Well, that was what “Don’t Fence Me In” was about. I’d had a gold record, I’d had hits on the radio and I was already kind of chafing, wanting to expand and bring some of the jazz influences and some of the other genres and styles of music that I had loved and had been a part of my musical development. It didn’t take very long for me to feel like the country radio box was a little too small. So that’s what “Don’t Fence Me In” was all about. Getting Shelby Lynne and Trisha Yearwood to come on and be guest singers. Doing the whole Andrews Sisters version at the beginning of the album and then reprising it with the rockabilly version at the end. I was really trying not to have just another 10-song hoedown record.
When your relationship with RCA came to an end, you then released one album, Stepping Stone, on the new Lyric Street label. That was 1998 and your final major label country album. What was that time like?
It was a really rich time for me in a lot of ways. I’d just had my first child, so that completely opened up a whole new universe of experience and emotion and just connected me to myself in ways that I had never experienced before. It also put the whole career thing into a little different perspective. I’d always wanted to be a mom. Actually, being a mom was always my top priority. It was like, “I’m going to be a star and I’m going to get done with that and then I’m going to go be a mom.”
Your next release, Green Eyed Soul, on your own Skinny White Girl label, was more R&B and not really country at all. Were you over country music?
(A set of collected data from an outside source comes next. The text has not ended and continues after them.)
PR #858, opened 2017-10-18
Add synapse-commons-json test cases

manoramahp:

### DIFF
--- a/modules/commons/src/test/java/org/apache/synapse/commons/json/JsonDataSourceImplTest.java
+++ b/modules/commons/src/test/java/org/apache/synapse/commons/json/JsonDataSourceImplTest.java
@@ -1,0 +1,77 @@
+/*
+ * Copyright (c) 2017, WSO2 Inc. (http://www.wso2.org) All Rights Reserved.
+ *
+ * WSO2 Inc. licenses this file to you under the Apache License,
+ * Version 2.0 (the "License"); you may not use this file except
+ * in compliance with the License.
+ * You may obtain a copy of the License at
+ * http://www.apache.org/licenses/LICENSE-2.0
+ *
+ * Unless required by applicable law or agreed to in writing,
+ * software distributed under the License is distributed on an
+ * "AS IS" BASIS, WITHOUT WARRANTIES OR CONDITIONS OF ANY
+ * KIND, either express or implied. See the License for the
+ * specific language governing permissions and limitations
+ * under the License.
+ */
+
+package org.apache.synapse.commons.json;
+
+import junit.framework.TestCase;
+import org.apache.axiom.om.OMDataSource;
+
+import javax.xml.stream.XMLOutputFactory;
+import javax.xml.stream.XMLStreamException;
+import javax.xml.stream.XMLStreamWriter;
+import java.io.FileNotFoundException;
+import java.io.InputStream;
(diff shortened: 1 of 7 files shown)


modules/commons/src/test/java/org/apache/synapse/commons/json/JsonValueTest.java
```diff
@@ -119,4 +120,13 @@ public void runFailTest(String value) {
             assert true;
         }
     }
+
+    public void testWriteAsJsonNullElement() {
+        try {
+            OutputStream out = Util.newOutputStream();
```
Manuri: Should we not close the stream at the end?

modules/commons/src/test/java/org/apache/synapse/commons/json/JsonDataSourceImplTest.java
```diff
@@ -0,0 +1,77 @@
...
+import javax.xml.stream.XMLStreamWriter;
+import java.io.FileNotFoundException;
+import java.io.InputStream;
+import java.io.OutputStream;
+import java.io.StringWriter;
+import java.io.Writer;
+
+public class JsonDataSourceImplTest extends TestCase {
+    public static final String expectedJSON = "{\n" +
+            "    \"id\":\"0001\",\n" +
```
sdkottegoda: Line wrapping should happen before an operator

modules/commons/src/test/java/org/apache/synapse/commons/json/JsonStreamingBuilderTest.java
```diff
@@ -50,9 +66,33 @@ public void testInvalidJson() {
...
         }
     }
+
+    public void testProcessDocumentInputStreamNull() {
+
+        try {
+            MessageContext messageContext = Util.newMessageContext();
+            Builder jsonBuilder = Util.newJsonStreamBuilder();
+            jsonBuilder.processDocument(null, "application/json", messageContext);
+            assertFalse(true);
```
nuwanw: use Assert.fail instead of assertFalse(true);

modules/commons/src/test/java/org/apache/synapse/commons/json/JsonValueTest.java
```diff
@@ -119,4 +120,13 @@ public void runFailTest(String value) {
...
+            JsonUtil.writeAsJson((OMElement) null, out);
```
nuwanw: there should be a Assert.fail() statement to identify if the exception not thrown

modules/commons/src/test/java/org/apache/synapse/commons/json/JsonDataSourceImplTest.java
manoramahp: Done

modules/commons/src/test/java/org/apache/synapse/commons/json/JsonValueTest.java
manoramahp: Done

modules/commons/src/test/java/org/apache/synapse/commons/json/JsonValueTest.java
manoramahp: Done

PR #278, opened 2025-02-24
Fix twin strategy implementation

simonpannek:
### Summary

dbt assumes tables and views share locations, unlike Dremio that keeps tables and views separately.  We address this conflict using the [twin-strategy](https://github.com/dremio/dbt-dremio/wiki/Using-Materializations-with-Dremio#user-content-optional-twin-strategy-configuration). Currently, the adapter's clone strategy seems to create a view for every table, even if there is no conflicting view to be replaced.

### Description

With this change, we introduce a check that will only overwrite existing views, not create new ones on table creation when the `clone` strategy is enabled. When a view is created with a conflicting table, the view will always select the existing table.

### Test Results

Due to this change, tests that queried the corresponding view after table creation (instead of the table directly) were failing due to this change. The schema of all affected tests have been adjusted.

### Changelog

-   [x] Only overwrite existing views in case of schema and name conflict
-   [x] Adjust tests to query created tables directly instead of their matching views


dbt/include/dremio/macros/materializations/twin_strategy.sql
```diff
@@ -24,12 +24,13 @@ limitations under the License.*/
...
-          schema=generate_schema_name_impl(target.schema, config.get('schema', validator=validation.any[basestring]), model),
-          database=generate_database_name_impl(target.database, config.get('database', validator=validation.any[basestring]), model),
-          type='view') -%}
+    {%- set view_relation = api.Relation.create(
+        identifier=generate_alias_name_impl(model.name, config.get('alias', validator=validation.any[basestring]), model),
+        schema=generate_schema_name_impl(target.schema, config.get('schema', validator=validation.any[basestring]), model),
+        database=generate_database_name_impl(target.database, config.get('database', validator=validation.any[basestring]), model),
+        type='view') -%}
+    {%- set conflicting_view = adapter.get_relation(database=view_relation.database, schema=view_relation.schema, identifier=view_relation.identifier) -%}
+    {%- if conflicting_view is not none -%}
```
simonpannek, line 33: This is the main change of this PR. All other adjustments are test fixes since quite a few tests target the matching view after creating a table. Since we're not creating a view anymore, these tests will break.

tests/functional/adapter/basic/test_data_types.py
```diff
@@ -12,9 +12,36 @@
...
+
+        # check contents equal
+        check_relations_equal(project.adapter, ["expected", "actual_view"])
+
+        # check types equal
+        expected_cols = get_relation_columns(project.adapter, "expected")
+        actual_cols = get_relation_columns(project.adapter, "actual_view")
+        print(f"Expected columns: {expected_cols}")
+        print(f"Actual columns: {actual_cols}")
+        self.assert_columns_equal(project, expected_cols, actual_cols)
```
simonpannek, line 47: This is just overwriting the same function from the dbt testing code to use our custom `get_relation_columns` implementation instead of the dbt one.

dbt/include/dremio/macros/materializations/twin_strategy.sql
```diff
@@ -14,25 +14,45 @@ limitations under the License.*/
...
-          type='table') -%}
-      {{ adapter.drop_relation(table_relation) }}
+    -- Check if there is a conflicting table
+    {%- set table_relation = api.Relation.create(
+        identifier=generate_alias_name_impl(model.name, config.get('file', validator=validation.any[basestring]), model),
+        schema=generate_schema_name_impl(target.root_path, config.get('root_path', validator=validation.any[basestring]), model),
+        database=generate_database_name_impl(target.datalake, config.get('datalake', validator=validation.any[basestring]), model),
+        type='table') -%}
+    {%- set conflicting_table = adapter.get_relation(database=table_relation.database, schema=table_relation.schema, identifier=table_relation.identifier) -%}
+    {%- if conflicting_table is not none -%}
```
howareyouman, line 32: Could we reduce if\else statements and use only 1 level of integrity?

tests/functional/adapter/basic/test_base_mat.py
```diff
@@ -36,7 +36,7 @@
 version: 2
 sources:
   - name: raw
-    database: "dbt_test_source"
+    database: "{{ target.datalake }}"
```
howareyouman, line 39: Finally!

tests/functional/adapter/basic/test_docs_generate.py
```diff
@@ -43,6 +48,22 @@
 select * from {{ ref('seed') }}
 """
 
+ref_sources__schema_yml = """
+version: 2
+sources:
+  - name: my_source
+    description: "{{ doc('source_info') }}"
+    loader: a_loader
```
howareyouman, line 56: For the future reviewers - loader is just a description of EL part of ELT. Description only.

tests/utils/util.py
```diff
@@ -79,6 +82,14 @@ def get_connection(adapter, name="_test"):
         conn = adapter.connections.get_thread_connection()
         yield conn
 
+# Uses:
```
howareyouman, line 85: Why do we need this documentation?

howareyouman (approved):
Awesome tests and the fix itself! Great job @simonpannek !

howareyouman:
The last missing part here may be - what should be the safest strategy for customers to adopt this bug in the newest version? We could write a page here about it, or in the public issues.

tests/utils/util.py
simonpannek: This is just copied from the `util.py` dbt ships. Should I remove it?

howareyouman: Let's remove it. It seems pretty useless.

bcmeireles (dismissed):

tests/functional/adapter/basic/test_concurrency.py
```diff
@@ -21,13 +21,13 @@
...
 )
 from dbt.tests.util import (
-    check_relations_equal,
     check_table_does_not_exist,
     rm_file,
     run_dbt,
     run_dbt_and_capture,
     write_file,
 )
+from tests.utils.util import check_relations_equal
```
99Lys, line 30: What is the difference between `dbt.tests.util` and `tests.utils.util`?

99Lys (dismissed):

tests/functional/adapter/basic/test_concurrency.py
simonpannek: `check_relations_equal` in `dbt.tests.util` uses our custom `relation_from_name` implementation, not the one shipping with dbt. Adding a comment for clarification

dbt/include/dremio/macros/materializations/twin_strategy.sql
simonpannek: Done

tests/utils/util.py
simonpannek: Done

howareyouman (dismissed):

howareyouman (dismissed):
I don't see any other major changes from the last review.

simonpannek:
@howareyouman after rebasing, we had new failing tests, so these had to be adjusted. I also just realized we released 1.8.2 in the meanwhile, so this change needs to be moved to 1.8.3

howareyouman (approved):

bcmeireles (approved):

I wasn’t over country music. I could just tell that I wasn’t really fitting into the format super well. We made Stepping Stone, we put it out, it had moderate success on the radio, but not the kind of success that would have made me want to make another country album. It was like, “Country music has been great to me, but there’s some other things that I really want to explore.” We had just finished building our studio in the holler where we live … and nobody was telling me what to do or how to sound. I didn’t have to worry about how much the studio [time] was costing because it was my studio. The first songs that I wrote during that period of time were “Right Here Right Now” and “Nothing But Love.” They were just really soulful, R&B, blue-eyed soul kind of music.
You spoke earlier about being a mom. You and your husband now have three kids. What do you hope for them as they get older?
With our kids, Chuck [Cannon] and I have always felt incredibly fortunate to have actually put bread on the table doing something that we love so deeply. I imagine a utopia where every human being can do that – can put bread on the table doing what they are most passionate about. We have been incredibly fortunate to live that life. It’s not always easy – frequently it is terrifying and brutally difficult – but because it’s our passion it sees us through … If I could hope for anything at all for my children it would be that they could have the opportunity to find that life; to be able to sustain themselves and their families doing some kind of work that they are passionately in love with.